Collected data entries:
- Opening Delimiter -
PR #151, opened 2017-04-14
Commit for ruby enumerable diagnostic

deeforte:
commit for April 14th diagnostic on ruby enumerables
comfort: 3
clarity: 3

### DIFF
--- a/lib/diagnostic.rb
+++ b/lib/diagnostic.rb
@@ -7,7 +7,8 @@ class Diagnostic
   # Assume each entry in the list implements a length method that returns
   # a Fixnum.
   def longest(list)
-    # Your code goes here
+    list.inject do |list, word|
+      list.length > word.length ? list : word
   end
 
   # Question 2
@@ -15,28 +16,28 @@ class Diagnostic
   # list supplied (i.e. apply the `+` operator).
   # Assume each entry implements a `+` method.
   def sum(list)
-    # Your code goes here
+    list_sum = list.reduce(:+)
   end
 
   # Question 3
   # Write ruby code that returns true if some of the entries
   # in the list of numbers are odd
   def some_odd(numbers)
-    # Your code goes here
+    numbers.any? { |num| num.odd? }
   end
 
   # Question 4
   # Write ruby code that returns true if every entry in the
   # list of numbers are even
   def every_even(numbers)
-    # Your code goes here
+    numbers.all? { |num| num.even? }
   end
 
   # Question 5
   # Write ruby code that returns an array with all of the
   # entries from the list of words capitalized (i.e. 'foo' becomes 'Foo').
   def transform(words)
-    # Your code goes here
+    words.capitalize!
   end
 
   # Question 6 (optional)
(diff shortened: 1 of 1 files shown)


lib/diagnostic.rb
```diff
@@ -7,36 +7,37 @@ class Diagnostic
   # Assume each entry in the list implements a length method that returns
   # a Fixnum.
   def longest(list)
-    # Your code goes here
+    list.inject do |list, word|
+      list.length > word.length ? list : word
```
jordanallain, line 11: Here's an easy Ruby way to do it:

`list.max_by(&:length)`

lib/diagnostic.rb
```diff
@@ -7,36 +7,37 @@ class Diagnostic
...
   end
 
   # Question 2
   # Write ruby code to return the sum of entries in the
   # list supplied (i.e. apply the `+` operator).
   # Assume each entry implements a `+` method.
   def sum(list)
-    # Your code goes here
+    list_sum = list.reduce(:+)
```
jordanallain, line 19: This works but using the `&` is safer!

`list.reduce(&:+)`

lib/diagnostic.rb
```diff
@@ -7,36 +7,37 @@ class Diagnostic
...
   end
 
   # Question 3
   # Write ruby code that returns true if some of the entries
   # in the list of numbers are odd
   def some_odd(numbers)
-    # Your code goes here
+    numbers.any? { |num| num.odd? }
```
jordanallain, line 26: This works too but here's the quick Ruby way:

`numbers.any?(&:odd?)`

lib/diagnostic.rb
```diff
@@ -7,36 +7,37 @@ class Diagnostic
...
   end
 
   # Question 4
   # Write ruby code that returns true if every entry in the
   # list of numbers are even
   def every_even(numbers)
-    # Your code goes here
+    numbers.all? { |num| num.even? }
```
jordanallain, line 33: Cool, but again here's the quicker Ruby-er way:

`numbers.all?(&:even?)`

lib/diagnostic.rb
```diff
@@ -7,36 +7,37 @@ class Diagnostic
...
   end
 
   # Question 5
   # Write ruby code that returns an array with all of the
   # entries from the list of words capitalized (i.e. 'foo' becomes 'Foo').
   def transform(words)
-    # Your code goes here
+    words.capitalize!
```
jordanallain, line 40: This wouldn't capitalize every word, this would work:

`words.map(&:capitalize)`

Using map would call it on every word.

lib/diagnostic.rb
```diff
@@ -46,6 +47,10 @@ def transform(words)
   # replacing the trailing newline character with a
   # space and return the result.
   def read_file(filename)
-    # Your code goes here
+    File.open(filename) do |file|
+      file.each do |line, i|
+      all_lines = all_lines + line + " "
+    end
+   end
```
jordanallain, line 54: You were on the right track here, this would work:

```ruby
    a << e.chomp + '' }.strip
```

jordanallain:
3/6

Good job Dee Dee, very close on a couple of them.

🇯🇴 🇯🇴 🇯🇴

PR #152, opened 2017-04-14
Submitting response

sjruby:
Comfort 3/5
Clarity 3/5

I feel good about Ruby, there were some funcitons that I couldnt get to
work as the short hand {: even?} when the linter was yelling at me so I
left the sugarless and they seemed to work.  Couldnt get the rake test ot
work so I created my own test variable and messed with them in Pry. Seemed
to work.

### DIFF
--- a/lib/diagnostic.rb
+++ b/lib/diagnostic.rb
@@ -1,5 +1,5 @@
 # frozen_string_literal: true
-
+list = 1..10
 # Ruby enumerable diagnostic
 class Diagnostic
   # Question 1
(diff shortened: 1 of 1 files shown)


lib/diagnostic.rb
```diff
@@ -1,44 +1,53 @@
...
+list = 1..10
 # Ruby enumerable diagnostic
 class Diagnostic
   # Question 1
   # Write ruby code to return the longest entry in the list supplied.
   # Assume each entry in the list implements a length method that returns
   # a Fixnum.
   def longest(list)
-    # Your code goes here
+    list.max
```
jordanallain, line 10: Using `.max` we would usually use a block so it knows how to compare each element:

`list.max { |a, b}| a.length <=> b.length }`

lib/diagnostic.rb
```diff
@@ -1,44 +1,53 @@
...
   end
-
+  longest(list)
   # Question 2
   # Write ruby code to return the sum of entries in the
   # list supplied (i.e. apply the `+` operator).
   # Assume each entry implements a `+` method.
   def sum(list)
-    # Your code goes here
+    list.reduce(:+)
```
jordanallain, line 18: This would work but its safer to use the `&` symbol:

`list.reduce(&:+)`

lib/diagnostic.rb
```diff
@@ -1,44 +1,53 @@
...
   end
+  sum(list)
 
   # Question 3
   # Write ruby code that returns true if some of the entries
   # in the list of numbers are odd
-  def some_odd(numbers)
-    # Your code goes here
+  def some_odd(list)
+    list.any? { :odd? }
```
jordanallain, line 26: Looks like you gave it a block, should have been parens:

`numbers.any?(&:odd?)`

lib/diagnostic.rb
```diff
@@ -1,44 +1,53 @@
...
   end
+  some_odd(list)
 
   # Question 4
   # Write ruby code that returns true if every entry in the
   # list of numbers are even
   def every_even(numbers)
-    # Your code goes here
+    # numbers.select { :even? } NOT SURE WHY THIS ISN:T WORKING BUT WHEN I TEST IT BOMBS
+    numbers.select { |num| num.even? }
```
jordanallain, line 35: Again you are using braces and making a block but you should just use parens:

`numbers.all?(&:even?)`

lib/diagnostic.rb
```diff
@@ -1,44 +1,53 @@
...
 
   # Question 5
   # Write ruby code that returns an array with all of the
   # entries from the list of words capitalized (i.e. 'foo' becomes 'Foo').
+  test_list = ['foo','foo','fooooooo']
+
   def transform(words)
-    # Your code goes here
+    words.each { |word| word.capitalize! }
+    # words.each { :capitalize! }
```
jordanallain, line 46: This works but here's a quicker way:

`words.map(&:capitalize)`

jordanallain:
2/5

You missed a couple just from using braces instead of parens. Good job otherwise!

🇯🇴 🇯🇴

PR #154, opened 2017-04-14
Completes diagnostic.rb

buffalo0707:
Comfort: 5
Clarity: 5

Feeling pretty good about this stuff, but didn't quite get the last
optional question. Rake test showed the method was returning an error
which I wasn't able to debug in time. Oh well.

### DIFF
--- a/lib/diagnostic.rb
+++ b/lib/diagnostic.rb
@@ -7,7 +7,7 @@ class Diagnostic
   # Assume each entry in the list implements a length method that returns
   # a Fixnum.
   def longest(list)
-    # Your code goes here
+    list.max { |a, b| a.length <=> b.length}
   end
- Closing Delimiter -
- Opening Delimiter -
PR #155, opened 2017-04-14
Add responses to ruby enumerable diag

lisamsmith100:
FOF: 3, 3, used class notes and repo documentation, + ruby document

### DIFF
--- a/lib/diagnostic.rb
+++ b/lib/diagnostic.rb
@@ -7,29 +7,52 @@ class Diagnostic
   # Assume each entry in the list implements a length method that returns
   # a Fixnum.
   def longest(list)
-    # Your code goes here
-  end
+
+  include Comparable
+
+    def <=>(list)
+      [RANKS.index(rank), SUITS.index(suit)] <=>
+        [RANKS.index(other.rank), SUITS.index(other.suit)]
- Closing Delimiter -
* WORK REQUEST: Read through the entries, then copy every line where the string "them" is found.

* RESULT:
Good job Dee Dee, very close on a couple of them.
work so I created my own test variable and messed with them in Pry. Seemed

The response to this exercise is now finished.